A nurse is caring for a client who delivered by cesarean birth 6 hr ago. The nurse notes a steady trickle of vaginal bleeding that does not stop with fundal massage. Which of the following actions should the nurse take?
- A. Replace the surgical dressing.
- B. Evaluate urinary output.
- C. Apply an ice pack to the incision site.

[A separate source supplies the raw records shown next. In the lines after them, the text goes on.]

PR #651, opened 2020-12-02
PA-747: Direct IE user to use Edge, Chrome or Firefox

agalbrai:
image
Bobbi and Mikaela approve of the page look

### DIFF
--- a/frontend/src/features/account/IENotSupportedPage.tsx
+++ b/frontend/src/features/account/IENotSupportedPage.tsx
@@ -1,0 +1,20 @@
+import React from 'react';
+import { Col, Container, Row } from 'react-bootstrap';
+
+/**
+ * The IENotSupportedPage prevents users from entering PIMS
+ * if they are using any version of Internet Explorer, as most
+ * libraries no longer support IE.
+ */
+export const IENotSupportedPage: React.FC = () => {
+  return (
+    <Container className="unauth" fluid={true}>
+      <h1>PIMS does not support Internet Explorer</h1>
+      <Row className="sign-in">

- D. Administer 500 mL lactated Ringer’s IV bolus.
Correct Answer: D
Rationale: The correct answer is D: Administer 500 mL lactated Ringer’s IV bolus. This action is appropriate as the client is experiencing postpartum hemorrhage, which can lead to hypovolemic shock. Administering IV fluids helps increase circulating volume and stabilize the client's condition. The other choices are incorrect because: A) Replacing the surgical dressing does not address the underlying issue of hemorrhage. B) Evaluating urinary output is important but not the priority when the client is actively bleeding. C) Applying an ice pack to the incision site is not indicated and may not address the hemorrhage. Overall, choice D is the most crucial intervention to address the immediate concern of postpartum hemorrhage.

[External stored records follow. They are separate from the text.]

PR #652, opened 2020-12-03
Swap snapshot style to a format supported by jest-styled-components

devinleighsmith:
The old syntax was taken from the react testing library website, but isn't (directly) supported by styled components.
The new syntax is taken from jest-styled-components library for react testing library and appears to work.


goemen (approved):

frontend/src/components/common/form/AutoCompleteText.test.tsx
```diff
@@ -28,6 +28,6 @@ describe('Auto Complete Text', () => {
         )}
       </Formik>,
     );
-    expect(pretty(container.innerHTML)).toMatchSnapshot();
+    expect(container.firstChild).toMatchSnapshot();
```
Fosol, line 31: Wouldn't a `firstChild` be different than `innerHTML`?  As the `innerHTML` could have many children.

Fosol (approved):

frontend/src/components/common/form/AutoCompleteText.test.tsx
devinleighsmith: I thought the same thing, but if you look at the generated snapshots the contents match (minus some formatting changes).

A nurse is caring for a client who is at 36 weeks of gestation and has methicillin-resistant Staphylococcus aureus. Which of the following types of isolation precautions should the nurse initiate?
- A. Droplet
- B. Contact
- C. Protective environment
- D. Airborne
Correct Answer: B
Rationale: The correct answer is B: Contact precautions. Methicillin-resistant Staphylococcus aureus (MRSA) is typically spread through direct contact with contaminated skin or surfaces. Therefore, the nurse should initiate contact precautions to prevent the spread of infection. This includes wearing gloves and a gown when providing care to the client, as well as ensuring proper hand hygiene.

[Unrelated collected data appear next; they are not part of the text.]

PR #657, opened 2020-12-05
PA-1678 Land Classification form updates, includes new usage form.

devinleighsmith:


frontend/src/components/common/Label.tsx
```diff
@@ -1,16 +1,19 @@
 import * as React from 'react';
 import './Label.scss';
 interface ILabelProps {
-  children?: string;
+  content?: string;
```
devinleighsmith, line 4: using children as a string is confusing given the react naming convention for nested child components.

frontend/src/components/common/Label.tsx
```diff
@@ -1,16 +1,19 @@
...
   required?: boolean;
 }
 
-/** generic inline label element */
-export const Label = (props: ILabelProps | null | undefined) => {
+/** Generic inline label element */
+export const Label: React.FunctionComponent<ILabelProps & React.HTMLAttributes<HTMLDivElement>> = ({
```
devinleighsmith, line 9: Labels should support all of the standard html attribute tags.

frontend/src/components/maps/__snapshots__/BuildingPopupView.test.tsx.snap
```diff
@@ -42,7 +42,7 @@ exports[`building popup view renders correctly 1`] = `
           onClick={[Function]}
         >
           <p
-            className="label"
+            className="label undefined"
```
devinleighsmith, line 45: You can safely ignore this as it has been corrected in a future revision.

frontend/src/components/common/Label.tsx
jdtoombs: Ooh good call

jdtoombs (approved):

Choice A (Droplet precautions) is incorrect because MRSA is not transmitted through droplets in the air. Choice C (Protective environment) is incorrect as this type of isolation is used for clients who are immunocompromised to protect them from environmental pathogens. Choice D (Airborne precautions) is incorrect as MRSA is not transmitted through the airborne route.
A nurse is reviewing laboratory findings for a client who is at 20 weeks of gestation. Which of the following findings should the nurse report to the provider?
- A. Hematocrit 37% (37% to 47%)
- B. Creatinine 0.9 mg/dL (0.5 to 1 mg/dL)
- C. WBC count 11,000/mm3 (5,000 to 10,000/mm3)
- D. Fasting blood glucose 180 mg/dL (74 to 106 mg/dL)
Correct Answer: D
Rationale: The correct answer is D: Fasting blood glucose 180 mg/dL (74 to 106 mg/dL). A high fasting blood glucose level during pregnancy may indicate gestational diabetes, which can lead to complications for both the mother and the fetus. The nurse should report this finding to the provider for further evaluation and management to prevent adverse outcomes.
Choice A: Hematocrit of 37% falls within the normal range for a pregnant woman and does not require immediate reporting.
Choice B: Creatinine level of 0.9 mg/dL is within the normal range and does not indicate any immediate concerns.
Choice C: WBC count of 11,000/mm3 is slightly elevated but can be a normal response to pregnancy and does not typically require immediate action.
In summary, the correct answer is D because it indicates a potentially serious condition that requires further investigation, while choices A, B, and C are within normal limits for pregnancy and do not raise immediate concerns.